- [Problem statement]: In full and without alteration, output each record given here.

- [Collection entries]:

################

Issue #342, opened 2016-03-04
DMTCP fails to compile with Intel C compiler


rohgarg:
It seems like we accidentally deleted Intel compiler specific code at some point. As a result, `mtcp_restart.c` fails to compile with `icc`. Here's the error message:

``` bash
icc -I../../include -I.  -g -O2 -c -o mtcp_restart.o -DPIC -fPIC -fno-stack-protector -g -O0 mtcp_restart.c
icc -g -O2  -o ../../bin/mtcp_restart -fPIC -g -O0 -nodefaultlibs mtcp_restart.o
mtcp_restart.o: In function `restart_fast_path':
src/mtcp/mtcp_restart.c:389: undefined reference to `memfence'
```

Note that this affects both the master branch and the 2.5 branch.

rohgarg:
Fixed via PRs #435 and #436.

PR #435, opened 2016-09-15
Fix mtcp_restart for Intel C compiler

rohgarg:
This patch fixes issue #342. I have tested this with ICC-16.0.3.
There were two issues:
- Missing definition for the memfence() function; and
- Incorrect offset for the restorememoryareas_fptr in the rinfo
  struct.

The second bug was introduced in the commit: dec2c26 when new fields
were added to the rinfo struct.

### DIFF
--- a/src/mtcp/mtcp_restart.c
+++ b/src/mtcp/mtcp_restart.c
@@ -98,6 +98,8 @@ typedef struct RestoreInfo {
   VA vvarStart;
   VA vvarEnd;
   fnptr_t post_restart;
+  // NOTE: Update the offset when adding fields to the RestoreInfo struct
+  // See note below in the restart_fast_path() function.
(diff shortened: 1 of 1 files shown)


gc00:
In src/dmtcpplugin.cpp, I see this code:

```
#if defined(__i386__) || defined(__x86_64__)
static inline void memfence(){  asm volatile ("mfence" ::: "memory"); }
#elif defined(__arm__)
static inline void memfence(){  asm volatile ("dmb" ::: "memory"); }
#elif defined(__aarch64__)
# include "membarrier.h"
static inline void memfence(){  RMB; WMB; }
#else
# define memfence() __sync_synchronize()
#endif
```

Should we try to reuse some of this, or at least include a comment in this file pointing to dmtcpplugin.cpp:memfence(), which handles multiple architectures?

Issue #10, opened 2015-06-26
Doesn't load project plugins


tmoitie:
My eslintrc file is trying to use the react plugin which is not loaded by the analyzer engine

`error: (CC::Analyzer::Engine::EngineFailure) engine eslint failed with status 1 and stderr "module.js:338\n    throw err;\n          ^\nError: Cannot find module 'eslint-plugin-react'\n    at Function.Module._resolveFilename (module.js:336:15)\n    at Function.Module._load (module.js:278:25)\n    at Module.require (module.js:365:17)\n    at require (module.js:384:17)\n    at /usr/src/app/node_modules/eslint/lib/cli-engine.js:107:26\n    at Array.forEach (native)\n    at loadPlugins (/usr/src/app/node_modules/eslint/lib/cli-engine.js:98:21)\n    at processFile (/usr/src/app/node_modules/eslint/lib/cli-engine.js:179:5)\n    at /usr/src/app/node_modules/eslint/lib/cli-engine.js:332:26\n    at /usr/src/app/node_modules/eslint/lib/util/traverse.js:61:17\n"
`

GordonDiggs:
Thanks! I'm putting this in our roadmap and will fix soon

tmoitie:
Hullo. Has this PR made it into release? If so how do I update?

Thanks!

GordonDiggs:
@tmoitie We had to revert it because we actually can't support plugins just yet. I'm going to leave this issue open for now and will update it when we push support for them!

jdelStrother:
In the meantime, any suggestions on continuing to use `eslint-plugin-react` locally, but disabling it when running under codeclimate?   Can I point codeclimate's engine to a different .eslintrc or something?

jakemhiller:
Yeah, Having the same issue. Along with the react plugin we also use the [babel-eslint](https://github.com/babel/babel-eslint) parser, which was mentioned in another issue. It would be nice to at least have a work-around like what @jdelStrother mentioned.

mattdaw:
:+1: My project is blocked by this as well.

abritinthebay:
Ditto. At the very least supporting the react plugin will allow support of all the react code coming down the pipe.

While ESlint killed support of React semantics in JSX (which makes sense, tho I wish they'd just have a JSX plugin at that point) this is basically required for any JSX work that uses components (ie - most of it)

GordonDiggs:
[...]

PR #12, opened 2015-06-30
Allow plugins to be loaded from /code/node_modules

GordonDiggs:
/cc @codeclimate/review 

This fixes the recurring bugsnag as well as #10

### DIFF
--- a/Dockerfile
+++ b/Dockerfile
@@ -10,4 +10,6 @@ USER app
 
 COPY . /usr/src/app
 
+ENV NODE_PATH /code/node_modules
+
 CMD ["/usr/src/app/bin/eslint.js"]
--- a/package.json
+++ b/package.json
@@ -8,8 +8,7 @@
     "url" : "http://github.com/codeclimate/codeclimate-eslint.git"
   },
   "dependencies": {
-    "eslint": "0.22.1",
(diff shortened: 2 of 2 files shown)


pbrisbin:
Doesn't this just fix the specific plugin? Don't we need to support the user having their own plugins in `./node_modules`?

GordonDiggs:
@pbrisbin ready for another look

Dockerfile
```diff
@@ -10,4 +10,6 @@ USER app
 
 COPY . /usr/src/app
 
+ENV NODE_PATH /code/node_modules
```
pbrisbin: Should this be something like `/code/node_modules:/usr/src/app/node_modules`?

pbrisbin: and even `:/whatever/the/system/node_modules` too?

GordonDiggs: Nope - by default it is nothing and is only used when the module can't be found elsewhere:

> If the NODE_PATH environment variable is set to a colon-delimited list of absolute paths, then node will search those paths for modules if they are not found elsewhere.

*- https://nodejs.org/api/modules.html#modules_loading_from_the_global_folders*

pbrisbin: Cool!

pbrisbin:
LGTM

################

- [Response]:
Issue #342, opened 2016-03-04
DMTCP fails to compile with Intel C compiler


rohgarg:
It seems like we accidentally deleted Intel compiler specific code at some point. As a result, `mtcp_restart.c` fails to compile with `icc`. Here's the error message:

``` bash
icc -I../../include -I.  -g -O2 -c -o mtcp_restart.o -DPIC -fPIC -fno-stack-protector -g -O0 mtcp_restart.c
icc -g -O2  -o ../../bin/mtcp_restart -fPIC -g -O0 -nodefaultlibs mtcp_restart.o
mtcp_restart.o: In function `restart_fast_path':
src/mtcp/mtcp_restart.c:389: undefined reference to `memfence'
```

Note that this affects both the master branch and the 2.5 branch.

rohgarg:
Fixed via PRs #435 and #436.

PR #435, opened 2016-09-15
Fix mtcp_restart for Intel C compiler

rohgarg:
This patch fixes issue #342. I have tested this with ICC-16.0.3.
There were two issues:
- Missing definition for the memfence() function; and
- Incorrect offset for the restorememoryareas_fptr in the rinfo
  struct.

The second bug was introduced in the commit: dec2c26 when new fields
were added to the rinfo struct.

### DIFF
--- a/src/mtcp/mtcp_restart.c
+++ b/src/mtcp/mtcp_restart.c
@@ -98,6 +98,8 @@ typedef struct RestoreInfo {
   VA vvarStart;
   VA vvarEnd;
   fnptr_t post_restart;
+  // NOTE: Update the offset when adding fields to the RestoreInfo struct
+  // See note below in the restart_fast_path() function.
(diff shortened: 1 of 1 files shown)


gc00:
In src/dmtcpplugin.cpp, I see this code:

```
#if defined(__i386__) || defined(__x86_64__)
static inline void memfence(){  asm volatile ("mfence" ::: "memory"); }
#elif defined(__arm__)
static inline void memfence(){  asm volatile ("dmb" ::: "memory"); }
#elif defined(__aarch64__)
# include "membarrier.h"
static inline void memfence(){  RMB; WMB; }
#else
# define memfence() __sync_synchronize()
#endif
```

Should we try to reuse some of this, or at least include a comment in this file pointing to dmtcpplugin.cpp:memfence(), which handles multiple architectures?

Issue #10, opened 2015-06-26
Doesn't load project plugins


tmoitie:
My eslintrc file is trying to use the react plugin which is not loaded by the analyzer engine

`error: (CC::Analyzer::Engine::EngineFailure) engine eslint failed with status 1 and stderr "module.js:338\n    throw err;\n          ^\nError: Cannot find module 'eslint-plugin-react'\n    at Function.Module._resolveFilename (module.js:336:15)\n    at Function.Module._load (module.js:278:25)\n    at Module.require (module.js:365:17)\n    at require (module.js:384:17)\n    at /usr/src/app/node_modules/eslint/lib/cli-engine.js:107:26\n    at Array.forEach (native)\n    at loadPlugins (/usr/src/app/node_modules/eslint/lib/cli-engine.js:98:21)\n    at processFile (/usr/src/app/node_modules/eslint/lib/cli-engine.js:179:5)\n    at /usr/src/app/node_modules/eslint/lib/cli-engine.js:332:26\n    at /usr/src/app/node_modules/eslint/lib/util/traverse.js:61:17\n"
`

GordonDiggs:
Thanks! I'm putting this in our roadmap and will fix soon

tmoitie:
Hullo. Has this PR made it into release? If so how do I update?

Thanks!

GordonDiggs:
@tmoitie We had to revert it because we actually can't support plugins just yet. I'm going to leave this issue open for now and will update it when we push support for them!

jdelStrother:
In the meantime, any suggestions on continuing to use `eslint-plugin-react` locally, but disabling it when running under codeclimate?   Can I point codeclimate's engine to a different .eslintrc or something?

jakemhiller:
Yeah, Having the same issue. Along with the react plugin we also use the [babel-eslint](https://github.com/babel/babel-eslint) parser, which was mentioned in another issue. It would be nice to at least have a work-around like what @jdelStrother mentioned.

mattdaw:
:+1: My project is blocked by this as well.

abritinthebay:
Ditto. At the very least supporting the react plugin will allow support of all the react code coming down the pipe.

While ESlint killed support of React semantics in JSX (which makes sense, tho I wish they'd just have a JSX plugin at that point) this is basically required for any JSX work that uses components (ie - most of it)

GordonDiggs:
[...]

PR #12, opened 2015-06-30
Allow plugins to be loaded from /code/node_modules

GordonDiggs:
/cc @codeclimate/review 

This fixes the recurring bugsnag as well as #10

### DIFF
--- a/Dockerfile
+++ b/Dockerfile
@@ -10,4 +10,6 @@ USER app
 
 COPY . /usr/src/app
 
+ENV NODE_PATH /code/node_modules
+
 CMD ["/usr/src/app/bin/eslint.js"]
--- a/package.json
+++ b/package.json
@@ -8,8 +8,7 @@
     "url" : "http://github.com/codeclimate/codeclimate-eslint.git"
   },
   "dependencies": {
-    "eslint": "0.22.1",
(diff shortened: 2 of 2 files shown)


pbrisbin:
Doesn't this just fix the specific plugin? Don't we need to support the user having their own plugins in `./node_modules`?

GordonDiggs:
@pbrisbin ready for another look

Dockerfile
```diff
@@ -10,4 +10,6 @@ USER app
 
 COPY . /usr/src/app
 
+ENV NODE_PATH /code/node_modules
```
pbrisbin: Should this be something like `/code/node_modules:/usr/src/app/node_modules`?

pbrisbin: and even `:/whatever/the/system/node_modules` too?

GordonDiggs: Nope - by default it is nothing and is only used when the module can't be found elsewhere:

> If the NODE_PATH environment variable is set to a colon-delimited list of absolute paths, then node will search those paths for modules if they are not found elsewhere.

*- https://nodejs.org/api/modules.html#modules_loading_from_the_global_folders*

pbrisbin: Cool!

pbrisbin:
LGTM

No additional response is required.